According to the judge, his left-behind sperm is fair game.
“It is commonly understood that a person relinquishes control of sperm when depositing it in the body of another person, as it is functionally irretrievable and can result in infection, pregnancy, or a host of other outcomes that the depositor knowingly has little to no control over after relinquishment,” she wrote in her ruling.
The judge didn’t put much weight into the violation of national FBI protocols by the inclusion of DNA from an unfounded case.
“There was a violation” of rules, Plank said, “but I didn’t see an actual statutory violation.’’
The judge and lawyers from both sides said they couldn’t find any other state or federal case with facts identical to Edwards’ that could provide further guidance.

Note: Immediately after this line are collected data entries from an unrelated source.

Issue #2464, opened 2023-07-12
Support for call behaviour actions


Bambofy:
### Is your feature request related to a problem?
Without the call activities each nested activity forces the higher level activity diagrams to expand making them impossible to view.

### Describe the solution you'd like
Call actions which let us link between activity diagrams.

### Describe alternatives you've considered
1. Putting all of the hierarchical activities in one diagram makes it really difficult to see the high-level activity flows.
2. Putting the name of the activity in an action node doesn't convey the idea that it is linked to another activity.
3. Adding an inverted '⑃' symbol to the end of the action's name is ok but it isn't exactly the same thing as having the symbol standardized in the bottom right corner.

### Additional context
1. Reference in the UML specification (https://www.omg.org/spec/UML/2.5.1/PDF) heading "16.3.4.1 Call Behaviour Actions".

<img width="161" alt="Screenshot 2023-07-12 at 07 47 48" src="https://github.com/gaphor/gaphor/assets/1304898/88644f09-03a8-4fac-bf4c-19e0b4c29121">

2. Example of decomposed action (slide 24 "Rate and buffer reduction") https://www.i3s.unice.fr/~map/Cours/MASTER_TSM/Cours5_Activity.pdf

Bambofy:
Shortened the problem description.

marek-piirikivi:
I would like to work on this.

This is what I have currently.
![image](https://github.com/gaphor/gaphor/assets/45357878/298d765a-de91-4ef0-97c4-a61c4dc2f457)

What kind of connection should be established between call behavior action and an activity?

But Mayhew pointed to a 2017 Oregon case in which the Oregon Court of Appeals ruled that a person can retain privacy and possessory rights over their DNA, even when it is legally in police custody and provided by another person.
In that case, the housekeeper of a man she suspected was having sex with his adoptive daughter took some of the girl’s underwear out of the house and gave it to police. Police tested the underwear to determine whether the man’s sperm and DNA was on it, without obtaining a search warrant. The Oregon Court of Appeals ruled that it was an illegal search because the man retained privacy rights over his DNA on the underwear since it required an additional search beyond “plain view.”
“We believe our case is analogous to that,” Mayhew said.
States that participate in the national DNA database sign a memorandum of understanding with the FBI that they will comply with the federal rule on what DNA is uploaded, expunged and how records are kept. If they don’t comply, they can lose access to the national database.
Tung Yin, a Lewis & Clark Law professor, said, “I think the defense lawyers are right in the sense of how the law should be, but in terms of what the law is right now, the judge is probably right.”
Though the uploading of Edwards’ DNA profile into the national database may have been a violation of FBI rules, it doesn’t necessarily follow that it violated current law on privacy rights, Yin said.
“The lawyers are right to raise this issue. I think the trial court, though, is bound by the current (law) and probably got it right,” Yin said. “What this does is preserve the issue for the defense lawyers to continue to press on appeal. You never know, but this is how (law) gets advanced.”